A Bone Mineral Density (BMD) test is a non-invasive and pain-free test that measures the density of your bones to determine your likelihood of developing osteoporosis or enduring an osteoporosis-related fracture. The bones that are most commonly tested are in the spine, hip and sometimes the forearm.
A bone density test uses X-rays to measure how many grams of calcium and other bone minerals are packed into a segment of bone. The higher your bone mineral content, the denser your bones are. And the denser your bones, the stronger they generally are and the less likely they are to fracture.
Although osteoporosis is more common in older women, men also can develop the condition. Regardless of your sex or age, your doctor may recommend a bone density test if you have:
- Lost height: People who have lost at least 1.6 inches (4 centimeters) in height may have compression fractures in their spines, for which osteoporosis is one of the main causes.
- Fractured a bone: Fragility fractures occur when a bone becomes so fragile that it breaks much more easily than expected. Fragility fractures can sometimes be caused by a strong cough or sneeze.
- Taken certain drugs: Long-term use of steroid medications, such as prednisone, interferes with the bone-rebuilding process, which can lead to osteoporosis.
- Received a transplant: People who have received an organ or bone marrow transplant are at higher risk of osteoporosis, partly because anti-rejection drugs also interfere with the bone-rebuilding process.
- Lower than normal hormone levels: In addition to the natural drop in hormones that occurs after menopause, women’s estrogen may also drop during certain cancer treatments.
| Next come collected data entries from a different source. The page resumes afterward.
PR #340, opened 2022-03-07
Fix inheritance in lxml.html

xmo-odoo:
As the old comment / FIXME from 8132c755adad4a75ba855d985dd257493bccc7fd notes, the mixin should come first for the inheritance to be correct (the left-most class is the first in the MRO, at least if no diamond inheritance is involved).

Also fix the odd `super` in `HtmlMixin` likely stemming from the incorrect MRO.

Fixes the inheritance order of all `HTML*` base classes though it probably doesn't matter for other than `HtmlElement`.

### DIFF
--- a/src/lxml/html/tests/test_basic.py
+++ b/src/lxml/html/tests/test_basic.py
@@ -1,11 +1,51 @@
+import sys
 import unittest
 from lxml.tests.common_imports import make_doctest, doctest
-import lxml.html
+from lxml import html
+
+class TestBasicFeatures(unittest.TestCase):
+    def test_various_mixins(self):
+        base_url = "http://example.org"
+        doc = html.fromstring("""
+        <root>
+            <!-- comment -->
+            <?pi contents ?>
+            &entity;
+            <el/>
+        </root>
+        """, base_url=base_url)
+        self.assertEqual(doc.getroottree().docinfo.URL, base_url)
+        self.assertEqual(len(doc), 3)
+        self.assertIsInstance(doc[0], html.HtmlComment)
+        self.assertIsInstance(doc[1], html.HtmlProcessingInstruction)
+        self.assertIsInstance(doc[2], html.HtmlElement)
+        for child in doc:
+            # base_url makes sense on all nodes (kinda) whereas `classes` or
+            # `get_rel_links` not really
+            self.assertEqual(child.base_url, base_url)
+
+    def test_set_extension(self):
+        e = html.Element('e')
+        e.set('a')
+        e.set('b', None)
+        e.set('c', '')
+        self.assertEqual(
+            html.tostring(e),
+            b'<e a b c=""></e>',
+            "Attributes set to `None` should yield empty attributes"
+        )
+        self.assertEqual(e.get('a'), '', "getting the empty attribute results in an empty string")
+        self.assertEqual(e.attrib, {
+            'a': '',
+            'b': '',
+            'c': '',
+        })
 
 def test_suite():
     suite = unittest.TestSuite()
     suite.addTests([make_doctest('test_basic.txt')])
-    suite.addTests([doctest.DocTestSuite(lxml.html)])
+    suite.addTests([doctest.DocTestSuite(html)])
+    suite.addTest(unittest.TestLoader().loadTestsFromModule(sys.modules[__name__]))
     return suite
 
 if __name__ == '__main__':
--- a/src/lxml/html/tests/test_basic.py
+++ b/src/lxml/html/tests/test_basic.py
@@ -24,7 +24,7 @@ class TestBasicFeatures(unittest.TestCase):
             # `get_rel_links` not really
             self.assertEqual(child.base_url, base_url)
 
-    def test_set_extension(self):
+    def test_set_empty_attribute(self):
         e = html.Element('e')
         e.set('a')
         e.set('b', None)
--- a/src/lxml/html/__init__.py
+++ b/src/lxml/html/__init__.py
@@ -245,7 +245,7 @@ class HtmlMixin(object):
         creates a 'boolean' attribute without value, e.g. "<form novalidate></form>"
         for ``form.set('novalidate')``.
         """
-        super(HtmlElement, self).set(key, value)
+        super(HtmlMixin, self).set(key, value)
 
     @property
     def classes(self):
@@ -685,21 +685,19 @@ iterlinks = _MethodFunc('iterlinks', copy=False)
 rewrite_links = _MethodFunc('rewrite_links', copy=True)
 
 
-class HtmlComment(etree.CommentBase, HtmlMixin):
+class HtmlComment(HtmlMixin, etree.CommentBase):
     pass
 
 
-class HtmlElement(etree.ElementBase, HtmlMixin):
-    # Override etree.ElementBase.cssselect() and set(), despite the MRO (FIXME: change base order?)
-    cssselect = HtmlMixin.cssselect
-    set = HtmlMixin.set
-
-
-class HtmlProcessingInstruction(etree.PIBase, HtmlMixin):
+class HtmlElement(HtmlMixin, etree.ElementBase):
     pass
 
 
-class HtmlEntity(etree.EntityBase, HtmlMixin):
+class HtmlProcessingInstruction(HtmlMixin, etree.PIBase):
+    pass
+
+
+class HtmlEntity(HtmlMixin, etree.EntityBase):
     pass
 
 
--- a/tox.ini
+++ b/tox.ini
@@ -7,6 +7,7 @@
 envlist = py27, py35, py36, py37, py38, py39, py310
 
 [testenv]
+allowlist_externals = make
 setenv =
     CFLAGS = -g -O0
 commands =


xmo-odoo:
Also didn't find a contributing guide so not sure how forward- or back- ports might work (if they're done / supported for minor issues).

scoder:
Thanks. That looks correct. Can't say why it wasn't done like this at the time.

It's probably also missing tests for comments, PIs and entities, that's why it didn't show so far. Could you please add some?

> the *-mixins will only apply to the `classes` (or default fallbacks), if some element classes are created solely through mixins (which seems feasible) those won't get *-mixins, and the same applies to `HtmlElement` fallbacks (so *-mixin can't be used to apply changes to all elements from that lookup object).

Not sure what exactly you're referring to here. Do you mean elements created by instantiating element classes (rather than parsing)? That behaviour is documented on the [element classes page](https://lxml.de/element_classes.html).

Regarding backports, lxml tends to be mostly backwards compatible, so that rarely happens.

xmo-odoo:
> > the *-mixins will only apply to the `classes` (or default fallbacks), if some element classes are created solely through mixins (which seems feasible) those won't get *-mixins, and the same applies to `HtmlElement` fallbacks (so *-mixin can't be used to apply changes to all elements from that lookup object).
> 
> Not sure what exactly you're referring to here. Do you mean elements created by instantiating element classes (rather than parsing)? That behaviour is documented on the [element classes page](https://lxml.de/element_classes.html).

No I mean that if we set up a parser with the lookup
```python
HtmlElementClassLookup(mixins=[
    ('*', A),
    ('foo', B),
])
```
Then parsed `foo` elements will not get the `A` mixin, at least according to my reading (as noted I haven't tested it yet, I was just reading through the code).

scoder:
I also read it this way, that it's exclusive. It either matches a specific class or the fallback class. While it wouldn't necessarily have to be this way, one advantage is that it makes it possible to exclude certain tags from inheriting the default mixin. If the default was always applied, that would be difficult.

xmo-odoo:
> I also read it this way, that it's exclusive. It either matches a specific class or the fallback class. While it wouldn't necessarily have to be this way, one advantage is that it makes it possible to exclude certain tags from inheriting the default mixin. If the default was always applied, that would be difficult.

That interpretation could make some sense but it seems somewhat inconsistent as it seems to behave differently if the class being augmented is passed through `classes` or is one of the defaults, in that case both mixins will apply.

On the other hand the mixins and classes features don't seem used by the module itself when instantiating its parsers so if the object is not considered part of the public API (is just an internal feature) an other option would be to deprecate those things and leave `HtmlElementClassLookup` as just a registry of "specialised" classes (for form elements)?

Also coming back to

> It's probably also missing tests for comments, PIs and entities, that's why it didn't show so far. Could you please add some?

Sure but there doesn't seem to be much to test aside from testing that Python's inheritance works the way it's specced?

> Thanks. That looks correct. Can't say why it wasn't done like this at the time.

Maybe time or couldn't be arsed, that happens.

xmo-odoo:
> > Sure but there doesn't seem to be much to test aside from testing that Python's inheritance works the way it's specced?
> 
> Or rather that Comment, PI and Entity classes are correctly inserted and still behave as expected when found in the tree, and that XML attribute setting on elements does what it should (there might be tests for that, at least). I mean, the mere fact that your changes broke no tests shows that there were tests missing.

It might also be that the change doesn't break anything because it manipulates the MRO in ways which were not intentionally leveraged (and the old behaviour had to be worked around hence the attributes being re-set). But I see your point.

> I actually wonder if the `set()` method is still needed. It seems redundant now. Maybe it's just there to change the docstring? Might be, then we could still keep it.

It is still useful for the docstring, as normally `set` doesn't accept a `None`, and also to add a default value so on an `HtmlElement` one can call e.g. `e.set('disabled')` and that's equivalent to `<e disabled>`, which is not supported by the XML API. Though I should probably check if there are tests because it looks like this behaviour is more magical than I'd expected, it's not just that (somehow) the element-creation accepts and casts `None` to empty strings for html elements.

scoder:
`Element.set(name, None)` is actually allowed for HTML documents, whether you use `lxml.html` or just the HTML parser in `lxml.etree`. I added that to the docstring in `lxml.etree`. So it's only the default argument value that `lxml.html` adds, which seems helpful for HTML but not for `lxml.etree`.

xmo-odoo:
> `Element.set(name, None)` is actually allowed for HTML documents, whether you use lxml.html or just the HTML parser in lxml.etree.

Right, but without the override that's not visible through the API doc, because you get the information from `_Element`/`ElementBase`, which doesn't really know because it's a special-case based on the parser/document associated with the specific element (if I understand correctly).

xmo-odoo:
@scoder I've one more question: I'm trying to write a test to ensure

> Comment, PI and Entity classes are correctly inserted and still behave as expected when found in the tree

however there seems to be a snag: `resolve_entities` does not exist on the `HTMLParser` and apparently it's an opt-out flag in libxml2, so I can't find a way to actually get an `HtmlEntity` out of a parse.

Also more of a propriety / cleanliness question: `remove_pis` and `remove_flags` are `False` by default, which is what I want, should I assume they remain that or should I use an explicit `HTMLParser` with those flags explicitely set to false, to ignore / discard changes to the default configuration?

xmo-odoo:
Added a pair of tests to check for mixin features (the only one which seems really applicable is `base_url` so I checked that), as well as a few tests around the behaviour of `HtmlElement.set` as I couldn't find any invocation entirely leaving out the value (I also added an explicit `None` and an empty string for good measure).

Also updated the tox file to specifically allow `make`, otherwise some of the envs complain. It still fails locally on 3.8 and 3.10, possibly because everything's installed using pyenv (though that makes it unclear why it'd succeed for 3.5, 3.6, 3.7, and 3.9 which are also installed using pyenv).

src/lxml/html/tests/test_basic.py
```diff
@@ -1,11 +1,51 @@
...
+        self.assertEqual(len(doc), 3)
+        self.assertIsInstance(doc[0], html.HtmlComment)
+        self.assertIsInstance(doc[1], html.HtmlProcessingInstruction)
+        self.assertIsInstance(doc[2], html.HtmlElement)
+        for child in doc:
+            # base_url makes sense on all nodes (kinda) whereas `classes` or
+            # `get_rel_links` not really
+            self.assertEqual(child.base_url, base_url)
+
+    def test_set_extension(self):
```
scoder, line 27: Not sure what you mean with "extension" here.
```suggestion
    def test_set_empty_attribute(self):
```

xmo-odoo: > Not sure what you mean with "extension" here.

I was thinking about the feature being added by / through the HtmlMixin (compared to the regular Element which is what I usually interact with when using lxml) but it's true that since the tests are already in the html context it doesn't make much sense.

Heartcore11 (approved):
src/lxml/html/__init__.py

Heartcore11:
> src/lxml/html/**init**.py
src/lxml/html/__init__.py
src/lxml/html/__init__.py

Heartcore11:
src/lxml/html/__init__.py

Heartcore11:
src/lxml/html/__init__.py

Heartcore11 (commented):
src/lxml/html/__init__.py

Heartcore11 (approved):
src/lxml/html/__init__.py

Heartcore11 (approved):

Heartcore11:
src/lxml/html/__init__.py

src/lxml/html/tests/test_basic.py
Heartcore11: src/lxml/html/__init__.py

Heartcore11 (approved):
https://github.com/lxml/lxml/blob/master/.travis.yml

src/lxml/html/tests/test_basic.py
Heartcore11: > src/lxml/html/__init__.py

https://github.com/lxml/lxml/blob/master/.travis.yml

Heartcore11: > Not sure what you mean with "extension" here.
> ``https://github.com/lxml/lxml/pull/340#pullrequestreview-904505975
>     def test_set_empty_attribute(self):
> ```

Heartcore11: > Not sure what you mean with "extension" here.
> ```suggestion
>     def test_set_empty_attribute(self):
> ```

Heartcore11: > > src/lxml/html/__init__.py
> https://github.com/lxml/lxml/pull/340#pullrequestreview-904505975
>https://github.com/lxml/lxml/pull/340#pullrequestreview-904505975 https://github.com/lxml/lxml/blob/master/.travis.yml

Heartcore11: > Not sure what you mean with "extension" here.
> ```suggestion
>     def test_set_empty_attribute(self):
> ```

https://github.com/lxml/lxml/pull/340#pullrequestreview-904505975

Heartcore11: > > src/lxml/html/__init__.py
> https://github.com/lxml/lxml/pull/340#pullrequestreview-904505975https://github.com/lxml/lxml/pull/340#pullrequestreview-904505975
> https://github.com/lxml/lxml/blob/master/.travis.yml

Heartcore11:
> As the old comment / FIXME from 8132c755adad4a75ba855d985dd257493bccc7fd notes, the mixin should come first for the inheritance to be correct (the left-most class is the first in the MRO, at least if no diamond inheritance is involved).
> 
> Also fix the odd `super` in `HtmlMixin` likely stemming from the incorrect MRO.
> 
> Fixes the inheritance order of all `HTML*` base classes though it probably doesn't matter for other than `HtmlElement`.

https://github.com/lxml/lxml/pull/340

Heartcore11:
> As the old comment / FIXME from 8132c755adad4a75ba855d985dd257493bccc7fd notes, the mixin should come first for the inheritance to be correct (the left-most class is the first in the MRO, at least if no diamond inheritance is involved).
> 
> Also fix the odd `super` in `HtmlMixin` likely stemming from the incorrect MRO.
> 
> Fixes the inheritance order of all `HTML*` base classes though it probably doesn't matter for other than `HtmlElement`.

https://github.com/lxml/lxml/pull/340

Heartcore11:
> As the old comment / FIXME from 8132c755adad4a75ba855d985dd257493bccc7fd notes, the mixin should come first for the inheritance to be correct (the left-most class is the first in the MRO, at least if no diamond inheritance is involved).
> 
> Also fix the odd `super` in `HtmlMixin` likely stemming from the incorrect MRO.
> 
> Fixes the inheritance order of all `HTML*` base classes though it probably doesn't matter for other than `HtmlElement`.

8132c755adad4a75ba855d985dd257493bccc7fd

Heartcore11:
> As the old comment / FIXME from 8132c755adad4a75ba855d985dd257493bccc7fd notes, the mixin should come first for the inheritance to be correct (the left-most class is the first in the MRO, at least if no diamond inheritance is involved).
> 
> Also fix the odd `super` in `HtmlMixin` likely stemming from the incorrect MRO.
> 
> Fixes the inheritance order of all `HTML*` base classes though it probably doesn't matter for other than `HtmlElement`.

src/lxml/html/tests/test_basic.py
Heartcore11: > Not sure what you mean with "extension" here.
> ```suggestion
>     def test_set_empty_attribute(self):
> ```

8132c755adad4a75ba855d985dd257493bccc7fd

Heartcore11: > > src/lxml/html/__init__.py
> 8132c755adad4a75ba855d985dd257493bccc7fd
> https://github.com/lxml/lxml/blob/master/.travis.yml

Heartcore11: > > Not sure what you mean with "extension" here.
> 
> I was thinking about the feature being added by / through the HtmlMixin (compared to the regular Element which is what I usually interact with when using lxml) but it's true that since the tests are already in the html context it doesn't make much sense.

Heartcore11: > Not sure what you mean with "extension" here.
> ```suggestion
>     def test_set_empty_attribute(self):
> ```

Heartcore11: > > Not sure what you mean with "extension" here.
> > ``https://github.com/lxml/lxml/pull/340#pullrequestreview-904505975
> >     def test_set_empty_attribute(self):
> > ```
> 
> 

https://github.com/lxml/lxml/pull/340#pullrequestreview-904505975

Heartcore11: > Not sure what you mean with "extension" here.
> ```suggestion
>     def test_set_empty_attribute(self):
> ```
https://github.com/lxml/lxml/pull/340#pullrequestreview-904505975

Heartcore11:
https://github.com/lxml/lxml/pull/340#pullrequestreview-904505975

Heartcore11:
> > As the old comment / FIXME from 8132c755adad4a75ba855d985dd257493bccc7fd notes, the mixin should come first for the inheritance to be correct (the left-most class is the first in the MRO, at least if no diamond inheritance is involved).
> > 
> > Also fix the odd `super` in `HtmlMixin` likely stemming from the incorrect MRO.
> > 
> > Fixes the inheritance order of all `HTML*` base classes though it probably doesn't matter for other than `HtmlElement`.
> https://github.com/lxml/lxml/pull/340#pullrequestreview-904505975
> 
https://github.com/lxml/lxml/pull/340#pullrequestreview-904505975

Some treatments for prostate cancer reduce testosterone levels in men. Lowered sex hormone levels weaken bones.
BEFORE THE TEST
Bone density scans require minimal preparation:
- Avoid wearing jewelry or any metallic objects on your body, as well as clothes with metal clips, snaps, buttons or zippers on the day of your test.
- Do not take calcium/vitamin supplements for 24 hours prior to examination.
- If you have had a nuclear medicine dye injection or a barium study within the past two weeks, please reschedule your BMD test.
- Please ensure you bring your health card and doctor requisition.
DURING THE TEST
You may be required to wear a gown during your bone density scan. An X-ray machine will scan the areas that are common to bone degradation including your back and hips. There is minimal physical contact with the machine during the test.
AFTER THE TEST
Once the test is completed, you will be able to return to your normal activities.
WHAT TO BRING
To avoid delays on the day of your test, ensure that you bring your health card and your requisition.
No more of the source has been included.